__Problem requirements__.
Look below for lines that hold the string "metadata" and copy each one.

/---

PR #1977, opened 2026-07-21
feat(board-ui): surface branch storage mode (clone vs worktree) on cards

tzercin:
## What

Adds an at-a-glance indicator on the board branch card showing whether a branch is backed by a self-standing git **clone** vs a native **worktree**.

## Why

Every branch already carries a `storage_mode` field (`worktree` default | `clone`, see `context/explorations/clone-redesign.md`), but there was no way to tell a branch's storage type on the board without opening it.

## Design

- New `StorageModePill` in `apps/agor-ui/src/components/Pill/Pill.tsx`, following the existing pill conventions (antd `Tag` + `Tooltip`, `PILL_COLORS`, monospace label, 12px icon).
- **Worktree stays visually quiet.** It's the default on the vast majority of branches, so the pill renders **nothing** for it — zero board noise.
- **Clone is easy to spot.** Self-standing clones get a distinct `HddOutlined` pill (purple) with a tooltip explaining it's an independent repository copy.
- Wired into the `BranchCard` metadata pill row alongside the existing created-by / issue / PR / environment pills.
- Uses the canonical `BranchStorageMode` type from `utils/branchStorage` rather than re-inlining the union.

### Deviation note

The task framed this as "distinguishing clone vs worktree", but since the same task also asked to keep worktree quiet and make clone easy to spot, I render a pill **only** for `clone` (absence = worktree, the default). This keeps the common case entirely uncluttered while making the notable case pop. Easy to add a muted worktree pill later if an explicit marker is preferred.

## Serialization

No backend/serialization changes were needed — `storage_mode` already flows through `rowToBranch` → core `Branch` type → Feathers response → the `branch` prop consumed by `BranchCard` (snake_case `branch.storage_mode` at every UI-facing layer). Verified end-to-end during the trace.

## Verification

- `pnpm typecheck` (agor-ui) — passes
- `pnpm biome check` on touched files — clean
- `pnpm vitest run src/components/Pill` — 32/32 pass
- Pre-commit hooks ran (not bypassed)

## Files touched

- `apps/agor-ui/src/components/Pill/Pill.tsx` — new `StorageModePill`, `HddOutlined` import
- `apps/agor-ui/src/components/Pill/index.ts` — export
- `apps/agor-ui/src/components/BranchCard/BranchCard.tsx` — render pill in metadata row

### DIFF
--- a/apps/agor-ui/src/components/BranchCard/BranchCard.tsx
+++ b/apps/agor-ui/src/components/BranchCard/BranchCard.tsx
@@ -24,7 +24,7 @@ import { ArchiveDeleteBranchModal } from '../ArchiveDeleteBranchModal';
 import { EnvironmentPill } from '../EnvironmentPill';
 import { MarkdownRenderer } from '../MarkdownRenderer';
 import { CreatedByTag } from '../metadata';
-import { IssuePill, PullRequestPill } from '../Pill';
+import { IssuePill, PullRequestPill, StorageModePill } from '../Pill';
 import { BranchSessionPeekSection } from './BranchSessionPeekSection';
 import { BranchSessionSections } from './BranchSessionSections';
 import { estimateBranchSessionSectionsHeight } from './branchCardLayout';
@@ -518,6 +518,7 @@ const BranchCardComponent = ({
               prefix="Created by"
             />
           )}
+          <StorageModePill storageMode={branch.storage_mode} />
           {branch.issue_url && <IssuePill issueUrl={branch.issue_url} currentRepo={repo} />}
           {branch.pull_request_url && (
             <PullRequestPill prUrl={branch.pull_request_url} currentRepo={repo} />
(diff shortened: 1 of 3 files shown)


mistercrunch:
Screenshot for design review please! Wondering if that can be confusing in envs where policy doesn't allow both.

note: in most of our envs, we now force proper clones as `git config` would spillover across worktrees. Some problematic flows:
- user/agent changes the `origin` `git remote` to point to their forks: every other user/worktree gets affected
- rare: user/agent sets credentials (GITHUB_TOKEN / PAT) in their git remote settings. It's hard to prevent (we try our best to prevent/cleanup), but when this happens user has to rotate their key, and commits can get misattributed
- similar issues around `git config user.*`, where agent sets user creds in a way that affects all worktrees

tzercin:
image

Hmm I see. 

On my local, I am mostly using worktrees, rather than clones. If the future is clones, then maybe adding a "worktree" flag/badge/color only worktrees would work better in that case.

Actually, my pain point wasn't exactly that I couldn't see the type on the board. It was, at some point, especially on the boards with more than 10 branches, I wanted differentiate which branch was which type. And I could not find it anywhere on the board UI. Even on the settings menu.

\---

__Exercise response__.
- Wired into the `BranchCard` metadata pill row alongside the existing created-by / issue / PR / environment pills.
- `apps/agor-ui/src/components/BranchCard/BranchCard.tsx` — render pill in metadata row
 import { CreatedByTag } from '../metadata';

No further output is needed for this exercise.